Measures of Center

A measure of center summarizes a distribution or dataset with a single “typical” value. Choosing the right one — mean, median, or mode — depends on shape, skew, and how much you trust the extremes. Medians are prized in biology for just this reason: the median incubation period or median survival time is far more robust than the mean for the right-skewed distributions typical of infectious-disease data.

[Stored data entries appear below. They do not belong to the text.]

PR #34, opened 2015-05-25
Resize virtual machine disk image from SDK details

tkoskinen:
The SDK details widget now has a spin box for showing and setting the maximum capacity of a virtual machine disk image file. Resizing is enabled by entering a value greater than the current capacity.

`MerVirtualBoxManager` now has support for querying the current capacity of the primary disk image associated with a virtual machine.

Parts of `MerOptionsWidget` and `MerVirtualBoxManager` were also refactored to take advantage of new private utility methods introduced as a part of this pull request.

**Note:** This feature is not particularly useful until corresponding support for detecting and acting on increased disk capacity is added the build engine virtual machine. For this reason, the resizing functionality can be disabled by defining `MER_NO_BUILD_ENGINE_RESIZE` when building Qt Creator.

Disk image capacity option in SDK details

Illegal capacity warning dialog

Close running virtual machine dialog

### DIFF
--- a/src/plugins/mer/meroptionswidget.cpp
+++ b/src/plugins/mer/meroptionswidget.cpp
@@ -66,6 +66,7 @@ MerOptionsWidget::MerOptionsWidget(QWidget *parent)
     connect(m_ui->sdkDetailsWidget, SIGNAL(sshTimeoutChanged(int)), SLOT(onSshTimeoutChanged(int)));
     connect(m_ui->sdkDetailsWidget, SIGNAL(headlessCheckBoxToggled(bool)), SLOT(onHeadlessCheckBoxToggled(bool)));
     connect(m_ui->sdkDetailsWidget, SIGNAL(srcFolderApplyButtonClicked(QString)), SLOT(onSrcFolderApplyButtonClicked(QString)));
+    connect(m_ui->sdkDetailsWidget, SIGNAL(resizeDiskImageButtonClicked(QString,int,int)), SLOT(onResizeDiskImageButtonClicked(QString,int,int)));
     onSdksUpdated();
 }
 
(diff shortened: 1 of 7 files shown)


JussiPakkanen:
Looking nice. Are there plans when the corresponding build engine resizing lands?

As a minor nitpick, there's this bit which is needlessly complicated:

    QPointer<QMessageBox> questionBox = new QMessageBox(...

The simpler way is to just do this:

    QMessageBox questionBox(...); // parent needs to be nullptr rather than this.

It does not need a delete, and is guaranteed to be destroyed no matter how the scope is exited.

tkoskinen:
Good point about the overly complex way to create `QMessageBox` instances. This was a copy-and-paste relic from the original implementation of the `onSrcFolderApplyButtonClicked()` method.

I simplified the dialog creation to use the style suggested by @JussiPakkanen.

src/plugins/mer/meroptionswidget.cpp
```diff
@@ -249,60 +250,110 @@ void MerOptionsWidget::onSrcFolderApplyButtonClicked(const QString &newFolder)
...
+}
+
+void MerOptionsWidget::onResizeDiskImageButtonClicked(const QString &uuid, int capacity, int newCapacity)
+{
+    MerSdk *sdk = m_sdks[m_virtualMachine];
+
+    if (newCapacity == capacity) {
+        QMessageBox::information(this,
+                                 tr("Choose a Larger Capacity"),
+                                 tr("The given capacity (%1 MB) is the current capacity of the disk image. "
```
thp: Or just return silently for "success" (if the user wants to have the same size that already exists, the resize goes "very quickly")? Even better: Disable the "Resize" button as long as `newCapacity == capacity` to avoid this error condition.

tkoskinen:
@thp is correct in pointing out that the warning dialog about the current and new capacities being the same is redundant.

This implementation was chosen mostly to keep the functionality in line with the other inputs on the same form. For example the source folder "Change" button shows a dialog when preconditions for actually changing the folder are not met. I suspect this is done to avoid storing SDK related values (i.e. the current source folder) in the details widget.

However, since the widget already has all disk image related information, I changed the implementation to the more usable form of simply disabling the "Resize" button until the entered capacity is valid.

PR #35, opened 2015-05-29
Use active project path for deployment

tkoskinen:
For deployment steps, the source path of the active project is now always used as the value of the `MER_SSH_PROJECT_PATH` environment variable instead of the expanded value of the project explorer variable "%{CurrentProject:Path}".

Note that when multiple projects are open, deploying a project via the _Build | Deploy Project "myproject"_ menu action causes a technically incorrect project path value (i.e. the path of the project that contains the directory or file that is currently highlighted in the project explorer view, __not__ the path of the project set as active) to be passed in `MER_SSH_PROJECT_PATH` for the `qmake` and `make` MerSSH commands.

For these two commands, the path set in `MER_SSH_PROJECT_PATH` has to exists but the value seems to be otherwise ignored.


thp:
LGTM.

The three classic measures

Mean (arithmetic average): $\bar{x} = \frac{1}{n}\sum_{i=1}^{n} x_i$ . The balance point of the data; the sample analogue of $\mathbb{E}[X]$ .
Median: the middle value when the data are sorted (the average of the two middle values if $n$ is even). Splits the data into two halves.
Mode: the most frequent value (or the peak of a density). The only center that applies to purely categorical data.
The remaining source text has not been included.